I am no stranger to lost causes. And, while there is always hope, it does appear that David Seymour’s “End of Life Choice” law will receive the necessary endorsement of voters to finally legalise assisted suicide in this country. A significant minority of voters will dissent, however.
I will be one of them.
You may be interested in the reasons why this is. I have no expectation of changing your mind here. It might be, however, that you find some value in understanding how somebody could go against the grain on an issue like this.
Before we begin, however, I confess to being a Roman Catholic. The church holds that homicide is wrong, however inflicted and including by suicide. As a spiritual matter, that is my position too.
As a matter of public policy, however, my religious objection to suicide is beside the point.
We live in a pluralistic society and religious injunctions that are not also sensible to secular reasoning have no claim on the content of the civil law.
I would not, for example, support a law making church attendance compulsory. I would support continuing to recognise theft as a crime, however, not because it breaks one of the Ten Commandments but because a society that tolerates stealing will not last very long. My objection to the principle of legalising the assistance of suicide of the unwell is of a similar nature.
A better example might be the death penalty. The practice of executing criminals violates my sense of the inviolability of life and being a Catholic no doubt has influenced that. Whatever its origin in my case, however, there is nothing exclusively religious about valuing human life as an innately worthy thing and there are plenty of unchurched people who oppose the death penalty on the same grounds.
I would also make clear that, while I fear it may result, I do not believe that advocates of assisted suicide see the issue as an opportunity to control health costs and preserve inheritances. I believe want to help the suffering to kill themselves to bring about an early end to pain and discomfort. That is a perfectly intelligible view that on first examination appears to be quite humane if the means of suicide are available only to those who freely choose it.
The problem is that this very libertarian view of the freedom to choose is quite often, in practice, a myth.
For there to be a real choice, there has to be meaningful alternatives. If we create a regime offering an accelerated and inexpensive death that involves no real burden on the state or people’s families then, unless we are absolutely certain that people will not feel badly about sticking with a longer and much more expensive death that will require family support and may erode inheritances, then we are not really creating that meaningful choice. What we are doing is creating an environment that validates the feelings of people worried they are a burden on their family, friends and caregivers.
A friend of mine was recently admitted to hospital after suffering a heart attack. While he was in one of the wards, he overheard a discussion between a nurse or doctor and an elderly patient who was being moved to a different hospital for heart surgery. The subject of non-resuscitation came up, and the staff member stressed at great length how distressing it would be to wake up with people jumping all over you as they tried to keep you alive.
This is not the first time I have heard about that kind of subtle pressure being applied in this way. And that’s what it is. And maybe in theory you can do away with it, but the trouble is that once you grant that some lives aren’t worth living, no matter how short, you are giving in to an ominous logic.

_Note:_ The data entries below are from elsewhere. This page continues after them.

PR #15978, opened 2021-06-22
github: Add pixeltest-review workflow

mvollmer:


allisonkarlitskaya (changes requested):
This seems very complicated.

Probably you can do the same with a single shell job which fetches the head and the base references, and uses something like reposchutz does:

```yaml
    env:
      GIT_DIR: git-dir.git
      HEAD_SHA: ${{ github.event.pull_request.head.sha }}
      BASE_SHA: ${{ github.event.pull_request.base.sha }}

    steps:
        run: |
          git init -b main
          git remote add origin "${GITHUB_SERVER_URL}/${GITHUB_REPOSITORY}"
          git fetch origin "${BASE_SHA}" "${HEAD_SHA}"
          git log --full-history --exit-code --patch "${HEAD_SHA}" --not "${BASE_SHA}" -- test/reference
```

See https://github.com/cockpit-project/cockpit/blob/master/.github/workflows/reposchutz.yml#L52

There is then a slight mismatch between the fact that you have this result in the shell world but might like to post a comment from Javascript world, but there are many ways to bridge this gap.  Let's discuss on IRC.

Finally: it may make sense to integrate this into reposchutz.  The check is very much of the same flavour as the checks being performed there.  It would be a good fit, and would save spinning up yet another VM.

allisonkarlitskaya:
One more thing I forgot to mention: writing a comment every time anything happens in the PR is probably too much.  Even writing a comment on every force push might be too much.  We might want to figure out a way to decrease the frequency somehow.

mvollmer:
> One more thing I forgot to mention: writing a comment every time anything happens in the PR is probably too much.

Yes, we could inspect the old comments on the PR and only add a new one if there are real changes. Or we might let the workflow edit the description, and add a line at the end that points to the test/reference diff.

mvollmer:
> Finally: it may make sense to integrate this into reposchutz. The check is very much of the same flavour as the checks being performed there. It would be a good fit, and would save spinning up yet another VM.

I'll check this out.  But note that we also want these comments in external projects, like cockpit-machines. Not all of them might have or want reposchutz.

mvollmer:
> There is then a slight mismatch between the fact that you have this result in the shell world but might like to post a comment from Javascript world, but there are many ways to bridge this gap.

Also, the comment needs the values of head.sha and base.sha to construct the diff URL.

allisonkarlitskaya:
> Yes, we could inspect the old comments on the PR and only add a new one if there are real changes. Or we might let the workflow edit the description, and add a line at the end that points to the test/reference diff.

I like this idea.

It should also be possible to post a status with a link to the diff.  I've never tried that, but the API is there for it (think: similar to what `tests-trigger` does).

allisonkarlitskaya:
> Also, the comment needs the values of head.sha and base.sha to construct the diff URL.

[assuming you mean the gitlink value from head.sha and base.sha respectively]

I didn't account for this in my review, indeed.

martinpitt:
@mvollmer , @KKoukiou, @allisonkarlitskaya : Given that this has been stalled for so long, and by now we all figured out how to look at the ref image changes directly on GitHub (even though this is a bit fiddly, due to having to replace `...` with `..` in the URLs), should we just close this? (+1 from me)

KKoukiou:
> @mvollmer , @KKoukiou, @allisonkarlitskaya : Given that this has been stalled for so long, and by now we all figured out how to look at the ref image changes directly on GitHub (even though this is a bit fiddly, due to having to replace `...` with `..` in the URLs), should we just close this? (+1 from me)

Yes let's close this. I will do the removal from cockpit-machines for being consistent in this case.

PR #16204, opened 2021-08-05
Fix version 250 Coverity regressions, fix pycodestyle regressions

martinpitt:
It seems we really need to update our unit-tests container to pull in a recent pycodestyle.. I'm doing that in PR #16207


marusak (approved):
Thanks!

There is no way that a young person would be subject to persistent questioning over the wisdom of being resuscitated. It just wouldn’t happen. And it is dangerous to reinforce the temptation to see things that way by giving an official imprimatur to suicide as a solution to suffering.
There are all sorts of practical reasons to oppose this law. However, strictly drafted, for example, there will always be some cases that go through which, by design, should not. No system conceived of and operated by humans is perfect and if the fear of executing the innocent is a good reason to reject the death penalty, the same logic holds here.
Why should we rely on the paper safeguards written into the law when similar safeguards were quickly outstripped by practice in the case of abortion when it was partially legalised in the 1970s?
Ultimately, however, I would reject assisted suicide even if I did believe that the law, as written, could be flawlessly executed at all times.
People supporting this law are, I am sure, doing so out of what they consider to be compassion for those fearful of a painful and protracted death. But the risks involved are real (as doctors and nurses specialising in end of life care have attested). Before we countenance this we should, at the very least, be ensuring that access to palliative care is readily available to all New Zealanders without cost.
That’s not going to happen. I will dutifully line up tomorrow and vote against the measure. I will do this knowing that it will be a vain effort and with grave concern for New Zealand not as a Roman Catholic, but as somebody with real worries about the implications of what we are doing for my vulnerable compatriots.